Instructions to follow:
Please start at the first line of the records beneath and quote each line exactly, ending with the line containing "### Problem".

+++

PR #2693, opened 2026-08-25
Fix: Do not pass parent kwargs to managed agents in from_dict (#1849)

Alphaxiaoteng:
Fixes #1849

### Problem
When deserializing an agent with managed agents (e.g. `CodeAgent.from_dict` or `MultiStepAgent.from_dict`), passing `**kwargs` to the parent agent (such as `additional_authorized_imports`, `max_steps`, etc.) was also propagating down into `agent_class.from_dict(managed_agent_dict, **kwargs)`. This inadvertently overwrote the child/managed agent's own serialized configuration with parent-level kwargs.

### Solution
In `MultiStepAgent.from_dict`, deserialize managed agents using `agent_class.from_dict(managed_agent_dict)` without forwarding parent `**kwargs`. This preserves each managed agent's individual serialized configuration while allowing parent kwargs to override only the parent agent.

### Tests
- Added unit test `test_multiagent_from_dict_parent_kwargs_override` in `tests/test_agents.py` verifying that parent overrides do not pollute child managed agents' attributes.


Alphaxiaoteng:
Closing as a duplicate. This issue already has earlier open implementations, beginning with #1850, and I should not add another competing patch. Sorry for the duplicate review burden.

+++

Task solution:
PR #2693, opened 2026-08-25
Fix: Do not pass parent kwargs to managed agents in from_dict (#1849)

Alphaxiaoteng:
Fixes #1849

### Problem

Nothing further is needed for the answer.